The Food Safety Modernization Act (FSMA) is a federal food safety law. The comprehensive measure grants the Food and Drug Administration (FDA) broad new power to enforce food safety standards on farms. It could impact produce growers, farms that aggregate product with other farms and farms that even minimally process what they produce.

FDA issued two sets of proposed rules for implementing FSMA in January 2013. After a comprehensive campaign by New England Farmers Union and its allies to improve the rules for diversified family farmers, the FDA released supplemental rules in September 2014. These rules appear to align better with NEFU priorities. However, while the revisions are an improvement, the current re-proposal includes rules that still put farmers and food entrepreneurs at risk of going out of business, while making sustainable and organic agriculture, local food, and conservation efforts the collateral damage.

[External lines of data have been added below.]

PR #1040, opened 2026-06-05
fix(warmup): avoid prefix-cache reuse

milesial:
## Summary
- Prefix warmup chat system messages with `warmup` so warmup requests do not seed prefix/KV cache entries reused by profiling requests.
- Leave profiling request payloads unchanged.

## Validation
- `uv run pre-commit run --all-files`
- `uv run pytest tests/unit/workers/test_worker.py tests/integration/test_warmup.py -m "not integration"`
- `uv run pytest tests/integration/test_warmup.py -m integration`
- Real vLLM validation on dlcluster H100 (`Qwen/Qwen3-0.6B`, vLLM 0.21.0, prefix caching enabled): upstream main hit rate `8192 / 16512 = 49.6%`; patched branch hit rate `0 / 16568 = 0.0%`.

Note: `make test` was run twice locally on macOS and hit an unrelated xdist-only MLflow subprocess test failure; the failing test passed in isolation.

## Summary by CodeRabbit

* **Bug Fixes**
  * System messages during warmup phases now properly merge to prevent duplication or loss of content.
  * Completion prompts correctly prefixed with warmup marker during warmup execution.

* **Tests**
  * Added coverage for warmup system message formatting and merging behavior.
  * Enabled conditional test skipping for cloud Windows timing scenarios.

PR #1228, opened 2026-07-29
fix(warmup): stand down warmup prefix when cache-bust is active

ajcasagrande:
## Summary

PR #1040 prepends `WARMUP_SYSTEM_MESSAGE_PREFIX` to every warmup request so warmup cannot reuse profiling's prefix cache. That is correct for ordinary benchmarks — a cache-warmed warmup reports wrong TTFT — but it collides head-on with cache-bust.

Cache-bust markers are deliberately **warmup-coherent**. From `build_cache_bust_marker`:

> The digest tuple is intentionally phase-agnostic. Spec requires 'warmup-coherent' markers: a trajectory's warmup turn `k_i` and its first profiling turn `k_i+1` must share the same marker so warmup KV-cache work transfers to profiling. Adding phase to the digest would defeat that — keep it out.

`resolve_tree_marker`'s ledger likewise survives the WARMUP → PROFILING boundary. So under cache-bust, warmup is supposed to **prime** the prefix profiling then hits. #1040's prefix sits at token 0, in front of that shared marker, which diverges the two prefixes — warmup primes an entry profiling never touches and the round-trip is spent for nothing. Suffix targets are hit worst: a token-0 prefix destroys exactly the leading-prefix caching `SYSTEM_SUFFIX`/`FIRST_TURN_SUFFIX` exist to preserve.

Standing down costs **no isolation**. Every non-`NONE` target already digests per trajectory tree, so warmup cannot collide with another trajectory's prefix.

Also relevant: the injected prefix changes the bytes on the wire. Comparing AgentX payloads between this repo and the upstream `semianalysis/aiperf-agentx-v1.0` reference (which has neither mechanism firing on warmup), this prefix accounted for **541 of 606 divergent records** — 89% of the total difference.

## Change

Gate both injection sites on cache-bust being off:

- `Worker._system_message_for_phase` takes `cache_bust_target` and returns the system message unmodified when it is non-`NONE`. The policy and its rationale are documented there.
- `CompletionsEndpoint.format_payload` mirrors the same condition off `request_info.cache_bust_target` (already inherited from `RecordContext` — no new plumbing), with a pointer comment back to the worker.

The target is read as `credit.cache_bust_target if credit.cache_bust_marker is not None else None`, matching the existing idiom in `_create_request_info`.

## Tests

`uv run pytest tests/unit/ -n auto` → **17508 passed, 95 skipped, 3 xfailed**.

New coverage:
- Worker: skips the prefix for all four non-`NONE` targets; still applies it for `None` and `CacheBustTarget.NONE`; leaves a `None` system message as `None` under cache-bust (rather than inventing a warmup-only `system` role, which would diverge the message array from profiling's before content is even compared).
- Completions endpoint: same matrix against `payload["prompt"]`.

## Notes

Deliberately out of scope: consolidating warmup prefix isolation into cache-bust itself (delete `WARMUP_SYSTEM_MESSAGE_PREFIX`, default warmup credits to a `SYSTEM_PREFIX` marker). That is arguably the right end state — cache-bust already has per-tree digests, explicit target placement, documented phase semantics, and token-cost accounting via `estimate_marker_token_cost`, whereas #1040 built a second, weaker, implicit mechanism alongside it with no flag or env var and no ISL accounting for the tokens it adds. But it changes default behavior for every user, so it does not belong in a fix this urgent.

## Summary by CodeRabbit

* **Bug Fixes**
  * Improved warmup prompt handling when cache-busting is enabled.
  * Prevented warmup prefixes from interfering with cache-busting prompt isolation.
  * Preserved existing warmup prefix behavior when cache-busting is disabled.

* **Tests**
  * Added coverage for warmup prompts across supported cache-busting modes.
  * Verified behavior for missing system messages and disabled cache-busting.


src/aiperf/workers/worker.py
```diff
@@ -1337,10 +1340,30 @@ def _release_and_evict_for_terminal(
...
     @staticmethod
     def _system_message_for_phase(
-        *, system_message: str | None, phase: CreditPhase
+        *,
+        system_message: str | None,
+        phase: CreditPhase,
+        cache_bust_target: CacheBustTarget | None,
     ) -> str | None:
+        """Prefix warmup system messages so warmup cannot reuse profiling's
+        prefix cache — unless cache-bust already owns prefix isolation.
```
debermudez, line 1349: **Nit:** Multi-paragraph docstring violates CLAUDE.md's "one short line max" standard. The prose is accurate and well-written, but belongs in the PR description (where it already lives). Suggest condensing to a single line, e.g.:
```python
"""Return system_message prefixed for warmup isolation — unless cache-bust is active and already owns it via warmup-coherent markers."""
```

src/aiperf/endpoints/openai_completions.py
```diff
@@ -39,7 +39,13 @@ def format_payload(self, request_info: RequestInfo) -> RequestOutputT:
         prompts = [
             content for text in turn.texts for content in text.contents if content
         ]
-        if request_info.credit_phase == CreditPhase.WARMUP:
+        # Skipped when cache-bust owns prefix isolation: its markers are
+        # warmup-coherent by design (warmup primes the prefix profiling hits),
```
debermudez, line 43: **Nit:** 4-line comment block violates CLAUDE.md's "multi-line comment blocks — one short line max" standard. The pointer to `_system_message_for_phase` is the useful part; the rest duplicates the docstring there. Consider:
```python
# Cache-bust owns prefix isolation when active; see Worker._system_message_for_phase.
```

debermudez (commented):
**Fix order:** No blockers — the two style nits below are the only findings; merge when ready.

**Overall assessment:** The root cause is correctly diagnosed and the fix is minimal and precise. Both warmup-prefix injection sites (worker system message + completions prompt) are consistently gated on `cache_bust_target`. Test coverage is thorough: all four non-NONE `CacheBustTarget` values are parametrized in both suites, the `CacheBustTarget.NONE` sentinel is tested separately, and the `system_message=None` case under active cache-bust is explicitly verified. I also checked `openai_chat.py:95` (the other warmup-phase branch) — it places `request_info.system_message` which is already processed by `_system_message_for_phase`, so it inherits the fix automatically. No change needed there.

**What's working well:** The call-site guard (`credit.cache_bust_target if credit.cache_bust_marker is not None else None`) matches the idiom already used in `_create_request_info`, keeping both sides consistent. The enum boundary handling (`None` vs `CacheBustTarget.NONE`) is correctly covered by tests. Full unit suite (17,526 tests) passes.

src/aiperf/workers/worker.py
debermudez: @ajcasagrande i actually think this project standard is outdated and should be updated in a separate PR. thoughts?

src/aiperf/endpoints/openai_completions.py
debermudez: depending on your answer here: https://github.com/ai-dynamo/aiperf/pull/1228/#discussion_r3685263923

src/aiperf/workers/worker.py
ajcasagrande: @debermudez I think this might be in your personal CLAUDE.md? Not sure I see it

debermudez: even easier. ill clean that up then.

debermudez (approved):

 As currently written, the rules will:

  • Suppress local food: the proposed rules unfairly burden local and regional food innovations and limit opportunities for family farmers to launch and grow their businesses.
  • Undermine conservation efforts: the proposed rules make it harder for farmers to use soil and water conservation plans that enhance soil health, water quality, and wildlife habitat.
  • Raise costs: the proposed rules impose major expenses on small farms and food businesses and lack fairness, clarity, and consistency.

The two sets of rules that apply to human food are the Produce Safety Rule and the Preventive Controls Rule. The Produce Safety Rule seeks to reduce the food safety risks in raw produce (a summary from FDA on the supplemental rule’s altered provisions to the Produce Safety Rule is here). The Preventive Controls rule seeks to reduce risks in food processing (a summary from the FDA on the supplemental rule’s altered provisions to the Preventive Controls Rule is here).

NEFU has collaborated with the National Sustainable Agriculture Coalition (NSAC) on their comments, and have developed materials to help farmers, consumers, and organizations that work with farm and food entrepreneurs understand the significance of these proposed rules, and to outline how they will be impacted. The last comment period was extremely effective, thanks to thousands of people like you who submitted your thoughts to the FDA. The most recent round of commenting closed December 15, 2014.